PR #2181, opened 2025-08-04
Introduce cosmo sequencer interrupts

labbott:
Instead of polling for our state changes, rely on the sequencer to deliver interrupts to us

### DIFF
--- a/app/cosmo/base.toml
+++ b/app/cosmo/base.toml
@@ -74,6 +74,12 @@ port = "F"
 pin = 2
 owner = {name = "sprot", notification = "rot_irq"}
 
+[tasks.sys.config.gpio-irqs.seq_irq]
+# FPGA1_TO_SP_IRQ1_L
+port = "F"
+pin = 5
+owner = {name = "cosmo_seq", notification = "seq_irq"}
+
 [tasks.spi2_driver]
 name = "drv-stm32h7-spi-server"
 priority = 3
@@ -175,7 +181,7 @@ stacksize = 2600
 start = true
 task-slots = ["sys", "i2c_driver", {spi_front = "spi3_driver"}, "jefe", "packrat", "auxflash", "spartan7_loader", "hf"]
 uses = ["mmio_sequencer", "mmio_info"]
-notifications = ["timer", "vcore"]
+notifications = ["timer", "vcore", "seq-irq"]
 
 [tasks.ignition_flash]
 name = "drv-ignition-flash"
--- a/drv/cosmo-seq-server/src/main.rs
+++ b/drv/cosmo-seq-server/src/main.rs
@@ -70,6 +70,11 @@ enum Trace {
         our_state: PowerState,
         seq_state: Result<fmc_periph::A0Sm, u8>,
     },
+    SequencerInterrupt {
+        our_state: PowerState,
+        seq_state: Result<fmc_periph::A0Sm, u8>,
+        ifr: fmc_periph::IfrView,
+    },
     PowerDownError(drv_cpu_seq_api::SeqError),
     Coretype {
         coretype0: bool,
@@ -85,6 +90,9 @@ enum Trace {
         pwrokn: u8,
     },
     Thermtrip,
+    A0MapoInterrupt,
+    SmerrInterrupt,
+    UnexpectedInterrupt,
 }
 counted_ringbuf!(Trace, 128, Trace::None);
 
@@ -132,6 +140,8 @@ const SP5R1_PULL: sys_api::Pull = sys_api::Pull::None;
 const SP5R2_PULL: sys_api::Pull = sys_api::Pull::None;
 const SP5R3_PULL: sys_api::Pull = sys_api::Pull::None;
 const SP5R4_PULL: sys_api::Pull = sys_api::Pull::None;
+
+use gpio_irq_pins::SEQ_IRQ;
 
 ////////////////////////////////////////////////////////////////////////////////
 
@@ -222,6 +232,10 @@ fn init() -> Result<ServerImpl, SeqError> {
     sys.gpio_configure_input(SP5_TO_SP_SP5R2, SP5R2_PULL);
     sys.gpio_configure_input(SP5_TO_SP_SP5R3, SP5R3_PULL);
     sys.gpio_configure_input(SP5_TO_SP_SP5R4, SP5R4_PULL);
+
+    // Sequencer interrupt
+    sys.gpio_configure_input(SEQ_IRQ, sys_api::Pull::None);
+    sys.gpio_irq_configure(notifications::SEQ_IRQ_MASK, sys_api::Edge::Falling);
 
     let spi_front = drv_spi_api::Spi::from(SPI_FRONT.get_task_id());
     let aux = drv_auxflash_api::AuxFlash::from(AUXFLASH.get_task_id());
@@ -390,6 +404,7 @@ impl ServerImpl {
     fn log_state_registers(&self) -> StateMachineStates {
         let seq_api_status = (&self.seq.seq_api_status).into();
         let nic_api_status = (&self.seq.nic_api_status).into();
+
         ringbuf_entry!(Trace::RegStateValues {
             seq_api_status,
             seq_raw_status: (&self.seq.seq_raw_status).into(),
@@ -513,6 +528,7 @@ impl ServerImpl {
                     }
                 };
 
+                self.enable_sequencer_interrupts();
                 // Flip the host flash mux so the CPU can read from it
                 // (this is secretly infallible on Cosmo, so we can unwrap it)
                 self.hf.set_mux(drv_hf_api::HfMuxState::HostCPU).unwrap();
@@ -521,6 +537,8 @@ impl ServerImpl {
             | (PowerState::A0PlusHP, PowerState::A2)
             | (PowerState::A0Thermtrip, PowerState::A2)
             | (PowerState::A0Reset, PowerState::A2) => {
+                // Disable our interrupts before we shutdown
+                self.disable_sequencer_interrupts();
                 self.seq.power_ctrl.modify(|m| m.set_a0_en(false));
                 let mut okay = false;
                 for _ in 0..200 {
@@ -543,7 +561,6 @@ impl ServerImpl {
                     // We can't do much else here, since we already cleared the
                     // a0_en flag to disable the sequencer.
                 }
-
                 // Flip the host flash mux so the SP can read from it
                 // (this is secretly infallible on Cosmo, so we can unwrap it)
                 self.hf.set_mux(drv_hf_api::HfMuxState::SP).unwrap();
@@ -571,13 +588,14 @@ impl ServerImpl {
 
     /// Returns the current timer interval, in milliseconds
     ///
-    /// If we are in `A0`, then we are waiting for the NIC to come up; if we are
-    /// in `A0PlusHP`, we're polling for a thermtrip or for someone disabling
-    /// the NIC.  In other states, there's no need to poll.
+    /// If we are in `A0`, then we are waiting for the NIC to come up;
+    /// Once we are in `A0PlusHP` we rely on sequencer interrupts for
+    /// all our state transitions. We still want to catch an unexpected
+    /// case of sequencer failure so poll for that case specifically.
     fn poll_interval(&self) -> Option<u32> {
         match self.state {
             PowerState::A0 => Some(10),
-            PowerState::A0PlusHP => Some(100),
+            PowerState::A0PlusHP => Some(1000),
             _ => None,
         }
     }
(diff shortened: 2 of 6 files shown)


labbott:
Marking as draft because I expect we'll want to discuss this some

drv/cosmo-seq-server/src/main.rs
```diff
@@ -662,45 +760,6 @@ impl NotificationHandler for ServerImpl {
...
-                });
-                self.log_pg_registers();
-
-                // Power down to A2, updating our internal state.  We can't
-                // handle errors here, so log them and continue.
-                if let Err(e) = self
-                    .set_state_impl(PowerState::A2, StateChangeReason::Other)
-                {
-                    ringbuf_entry!(Trace::PowerDownError(e))
-                }
```
labbott: I like the idea of dropping the polling in the sequencer entirely but I think we _might_ lose this case if we don't get a specific interrupt

drv/cosmo-seq-server/src/main.rs
```diff
@@ -588,6 +597,89 @@ impl ServerImpl {
...
+        ringbuf_entry!(Trace::SequencerInterrupt {
+            our_state: self.state,
+            seq_state: state.seq,
+        });
+
+        if ifr.thermtrip {
+            self.seq.ifr.modify(|h| h.set_thermtrip(false));
+            ringbuf_entry!(Trace::Thermtrip);
+            self.set_state_internal(PowerState::A0Thermtrip)
+            // this is a terminal state (for now)
```
aapoalas: **question:** Is this line unreachable? Or does control return here and then fall through to the other if's?

If not, I'd suggest an `unreachable_unchecked` here for both reader's and compiler's benefit. If yes, should there be an early return here instead?

drv/cosmo-seq-server/src/main.rs
```diff
@@ -588,6 +597,89 @@ impl ServerImpl {
...
+        }
+        if ifr.amd_pwrok_fedge || ifr.amd_rstn_fedge {
+            let rstn = self.seq.amd_reset_fedges.counts();
+            let pwrokn = self.seq.amd_pwrok_fedges.counts();
+            ringbuf_entry!(Trace::ResetCounts { rstn, pwrokn });
+            // counters are cleared in the A2 -> A0 transition
+            self.set_state_internal(PowerState::A0Reset);
+            // host_sp_comms will be notified of this change and will
+            // call back into this task to reboot the system (going to
+            // A2 then back into A0)
```
aapoalas, line 698: **question:** Is this likewise a terminal state like above, and if so then the above suggestions would go for here as well.

aapoalas (commented):
Few questions from the peanut gallery.

drv/cosmo-seq-server/src/main.rs
```diff
@@ -588,6 +597,89 @@ impl ServerImpl {
...
+            seq_state: state.seq,
+        });
+
+        if ifr.thermtrip {
+            self.seq.ifr.modify(|h| h.set_thermtrip(false));
+            ringbuf_entry!(Trace::Thermtrip);
+            self.set_state_internal(PowerState::A0Thermtrip)
+            // this is a terminal state (for now)
+        }
+        if ifr.amd_pwrok_fedge || ifr.amd_rstn_fedge {
```
mkeeter, line 691: Previously, this was an `else if`, to establish priorities between different flags.  Was the change intentional?  I worry that if multiple flags are set, the behavior could be confusing – we could log a `Thermtrip`, but end up in `A0Reset` (and be rebooted by `host_sp_comms`).

drv/cosmo-seq-server/src/main.rs
```diff
@@ -588,6 +597,89 @@ impl ServerImpl {
...
+            let rstn = self.seq.amd_reset_fedges.counts();
+            let pwrokn = self.seq.amd_pwrok_fedges.counts();
+            ringbuf_entry!(Trace::ResetCounts { rstn, pwrokn });
+            // counters are cleared in the A2 -> A0 transition
```
mkeeter: Previously, we waited for the A2 -> A0 transition to clear both counters and the interrupt flags themselves.  Now, I think we need to clear the flags here; otherwise the FPGA will keep asserting the interrupt line.

drv/cosmo-seq-server/src/main.rs
```diff
@@ -588,6 +597,89 @@ impl ServerImpl {
...
+            self.set_state_internal(PowerState::A0Reset);
+            // host_sp_comms will be notified of this change and will
+            // call back into this task to reboot the system (going to
+            // A2 then back into A0)
+        }
+
+        if ifr.smerr_assert {
+            // Give up?
+            self.seq.ifr.modify(|h| h.set_smerr_assert(false));
+            self.emergency_a2(StateChangeReason::SmerrAssert);
```
mkeeter: Both this and the case below will get us permanently stuck in A2, because `host-sp-comms` will not initiate a power cycle (it only checks for `A0Reset`).  I'm not sure what our policy should be here, any thoughts?

drv/cosmo-seq-server/src/main.rs
mkeeter: Yeah, I agree that we'd lose this case if the FPGA doesn't notify us.

app/cosmo/base.toml
```diff
@@ -74,6 +74,12 @@ port = "F"
 pin = 2
 owner = {name = "sprot", notification = "rot_irq"}
 
+[tasks.sys.config.gpio-irqs.seq_irq]
+# FPGA1_TO_SP_IRQA1_L
```
mkeeter:
```suggestion
# FPGA1_TO_SP_IRQ1_L
```

drv/cosmo-seq-server/src/main.rs
labbott: This was not (exactly) intentional. I was perhaps naive in assuming that we'd only ever get one pin at a time and mostly copied over the logic. I think what we want is logging the full interrupt state but only taking a single action based on priority.

drv/cosmo-seq-server/src/main.rs
labbott: I may have worked around this by changing where we enable/disable interrupt when going from A2 -> A0 but this is getting a rework anyway

drv/cosmo-seq-server/src/main.rs
labbott: I think `smerr_assert` and `a0mapo` are similar to `thermtrip` which looks to also be terminal and won't get restarted (assuming I can read this correctly), I expect this is where we'll want our ereporting to come in to deliver useful information elsewhere.

labbott: I thought about this a little more (and corrected my understanding of how `A0::ThermTrip` works) and I think treating these like an unexpected sequencer state and go to A2 makes sense for now. Mapo means power off so having that happen as soon as possible makes sense. `smerr` happens with a 'critical system management error'. There's some argument that a reset might be appropriate but staying in A2 is probably fine.

drv/cosmo-seq-server/src/main.rs
```diff
@@ -571,13 +580,13 @@ impl ServerImpl {
...
-    /// in `A0PlusHP`, we're polling for a thermtrip or for someone disabling
-    /// the NIC.  In other states, there's no need to poll.
+    /// If we are in `A0`, then we are waiting for the NIC to come up;
+    /// Once we are in `A0PlusHP` we rely on interrupts from the sequencer
+    /// to notify us of any changes
     fn poll_interval(&self) -> Option<u32> {
         match self.state {
             PowerState::A0 => Some(10),
-            PowerState::A0PlusHP => Some(100),
+            PowerState::A0PlusHP => None,
```
hawkw: turbo nit, not important: couldn't we just delete this line, since it falls into the `_` case below?
```suggestion
```

drv/cosmo-seq-server/src/main.rs
hawkw: This is definitely not unreachable, I think the comment here is just saying that when THERMTRIP fires, we don't transition into any other state until explicitly powercycled by the control plane. We don't transition back to the A2 state here.

hawkw: Regarding the early return, see https://github.com/oxidecomputer/hubris/pull/2181/files#r2254552184

drv/cosmo-seq-server/src/main.rs
hawkw: Yeah, I agree that it's probably nice to record ringbuf entries for any bits that were set. But, we should definitely change this so we don't clobber the "thermtrip is a terminal state" with an A2 transition from some other bit, on the off chance that one's set.

drv/cosmo-seq-server/src/main.rs
hawkw: The comment I left there applies here too, it's terminal with regards to the sequencer state machine, absent of external inputs through other mechanisms, but it doesn't mean it's terminal for _this task_.

drv/cosmo-seq-server/src/main.rs
```diff
@@ -641,15 +733,21 @@ impl idl::InOrderSequencerImpl for ServerImpl {
...
 impl NotificationHandler for ServerImpl {
     fn current_notification_mask(&self) -> u32 {
-        notifications::TIMER_MASK
+        notifications::TIMER_MASK | notifications::SEQ_IRQ_MASK
     }
 
     fn handle_notification(&mut self, bits: u32) {
+        if (bits & notifications::SEQ_IRQ_MASK) != 0 {
+            self.handle_sequencer_interrupt();
+            return;
```
hawkw: hm, do we not want to fall through and _also_ do everything else if the timer notification _also_ fired?

drv/cosmo-seq-server/src/main.rs
```diff
@@ -588,6 +597,89 @@ impl ServerImpl {
...
+        );
+    }
+
+    fn handle_sequencer_interrupt(&mut self) {
+        let ifr = self.seq.ifr.view();
+
+        let state = self.log_state_registers();
+        ringbuf_entry!(Trace::SequencerInterrupt {
+            our_state: self.state,
+            seq_state: state.seq,
```
hawkw, line 669: might we also want to include the IFR bits here?

drv/cosmo-seq-server/src/main.rs
labbott: Hmmmm, my thought had been that once we have our interrupts firing we shouldn't need the timer state. I think you're right that there is a case before we've gotten to `A0PlusHP` where we could be getting faults.

drv/cosmo-seq-server/src/main.rs
labbott: haha yeah this was me experimenting with getting rid of the timer interrup

drv/cosmo-seq-server/src/main.rs
```diff
@@ -588,6 +593,127 @@ impl ServerImpl {
...
+            // host_sp_comms will be notified of this change and will
+            // call back into this task to reboot the system (going to
+            // A2 then back into A0)
+        }
+
+        if ifr.thermtrip {
+            self.seq.ifr.modify(|h| h.set_thermtrip(false));
+            ringbuf_entry!(Trace::Thermtrip);
+            action = InternalAction::ThermTrip;
+            // Reat place for an ereport?
```
hawkw: typo:
```suggestion
            // Great place for an ereport?
```

drv/cosmo-seq-server/src/main.rs
```diff
@@ -588,6 +593,127 @@ impl ServerImpl {
...
+            m.set_smerr_assert(true);
+            m.set_a0mapo(true);
+            m.set_nicmapo(true);
+            m.set_amd_pwrok_fedge(true);
+            m.set_amd_rstn_fedge(true);
+        });
+        let _ = self.sys.gpio_irq_control(
+            notifications::SEQ_IRQ_MASK,
+            sys_api::IrqControl::Enable,
+        );
```
hawkw: Hm, it occurs to me that perhaps we should enable the EXTI IRQ *prior* to unmasking the bits in the FPGA's IER, just to be extra certain that we won't miss an interrupt because we haven't enabled the EXTI IRQ yet?

drv/cosmo-seq-server/src/main.rs
```diff
@@ -588,6 +593,127 @@ impl ServerImpl {
...
+            // Reat place for an ereport?
+        }
+
+        if ifr.a0mapo {
+            self.log_pg_registers();
+            self.seq.ifr.modify(|h| h.set_a0mapo(false));
+            ringbuf_entry!(Trace::A0MapoInterrupt);
+            action = InternalAction::Mapo;
+            // Great place for an ereport?
+        }
```
hawkw, line 716: turbo nit, sorry: the previous `if` block has a blank line after it, which this one doesn't:
```suggestion
        }

```

drv/cosmo-seq-server/src/main.rs
```diff
@@ -588,6 +593,127 @@ impl ServerImpl {
...
+        enum InternalAction {
+            Reset,
+            ThermTrip,
+            Smerr,
+            Mapo,
+        }
+
+        // We check these in lowest to highest priority. The expectation is
+        // we probably(?) won't see multiple of these set at a time but
+        // it's important to account for that case;
```
hawkw: Not a huge deal, but it might be nice to also write down _why_ we prioritize these alerts in that order?

drv/cosmo-seq-server/src/main.rs
```diff
@@ -588,6 +593,127 @@ impl ServerImpl {
...
+        }
+        // Fan Fault is unconnected
+        // NIC MAPO is unconnected
+
+        match action {
+            InternalAction::Reset => {
+                self.set_state_internal(PowerState::A0Reset);
+            }
+            InternalAction::ThermTrip => {
+                self.set_state_internal(PowerState::A0Thermtrip);
```
mkeeter, line 737:
```suggestion
                self.set_state_internal(PowerState::A0Thermtrip);
                // host_sp_comms will be notified of this change and will
                // call back into this task to reboot the system (going to
                // A2 then back into A0)
```

drv/cosmo-seq-server/src/main.rs
```diff
@@ -588,6 +593,127 @@ impl ServerImpl {
...
+            ringbuf_entry!(Trace::SmerrInterrupt);
+            action = InternalAction::Smerr;
+            // Great place for an ereport?
+        }
+        // Fan Fault is unconnected
+        // NIC MAPO is unconnected
+
+        match action {
+            InternalAction::Reset => {
+                self.set_state_internal(PowerState::A0Reset);
```
mkeeter, line 732: Note that this is a terminal state (for now)?

(also relevant for `Mapo` and `Smerr`)

drv/cosmo-seq-server/src/main.rs
labbott: I decided to bring this case back by polling but on a lower interval

drv/cosmo-seq-server/src/main.rs
```diff
@@ -588,6 +605,134 @@ impl ServerImpl {
...
+
+        // We check these in lowest to highest priority. We start with
+        // reset since we expect the CPU to handle that nicely.
+        // Thermal trip is a terminal state in that we log it but don't
+        // actually make any changes to the sequencer.
+        // SMERR is treated as a higher priority than MAPO arbitrarily.
+        // we probably(?) won't see multiple of these set at a time but
+        // it's important to account for that case;
+
+        let mut action = InternalAction::Reset;
```
mkeeter: Robustness nit: how about initializing this to `None`, then log a ringbuf message if none of the flags are set?

drv/cosmo-seq-server/src/main.rs
```diff
@@ -588,6 +605,134 @@ impl ServerImpl {
...
+    fn emergency_a2(&mut self, reason: StateChangeReason) {
+        // Power down to A2, updating our internal state.  We can't
+        // handle errors here, so log them and continue.
+        if let Err(e) = self.set_state_impl(PowerState::A2, reason) {
+            ringbuf_entry!(Trace::PowerDownError(e))
+        }
+    }
+
+    fn enable_sequencer_interrupts(&mut self) {
+        let _ = self.sys.gpio_irq_control(
```
mkeeter, line 632: Should we clear`seq.ifr` flags here, so we don't instantly get an interrupt that accumulated while they were disabled?

labbott: My thought was that we shouldn't get any interrupts because we disable the interrupts before we go A0 -> A2 and nothing should be powered in A2. I think you're right that we could still get an interrupt during that transition. If it's an actual error (thermtrip, mapo, smerr) would clearing it be the correct behavior or would we actually want it to fire as soon as possible?

mkeeter: I'm not sure about FPGA behavior here – @nathanaelhuffman does `ier` control flags being set in `ifr`, or does it just control when the FPGA pulls the IRQ line to the SP?

nathanaelhuffman: ifr flags can and do set regardless of the interrupt enable state. This allows one to poll even non-enabled interrupts if one desires, or use them as flags that an event happened.  The actual irq pin to the SP is generated by a bitwise AND of the enables and the flags and then OR-reduced such that any set flag with a corresponding enable will trigger the IRQ pin to the SP.

mkeeter: Thanks! @labbott, I think that means we want to clear the flags before re-enabling interrupts, to avoid spurious flags that accumulated while we had them disabled – does that make sense to you?  Even if we a thermtrip / mapo / smerr fired simultaneously with going to A2, we weren't going to do anything about it...

labbott: yep, makes sense. Thanks for the extra eyes!

mkeeter (approved):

+ + + + + + +

EXERCISE REQUIREMENTS: Every line above holding the string "agree" should be listed.

RESULT:
mkeeter: Yeah, I agree that we'd lose this case if the FPGA doesn't notify us.
hawkw: Yeah, I agree that it's probably nice to record ringbuf entries for any bits that were set. But, we should definitely change this so we don't clobber the "thermtrip is a terminal state" with an A2 transition from some other bit, on the off chance that one's set.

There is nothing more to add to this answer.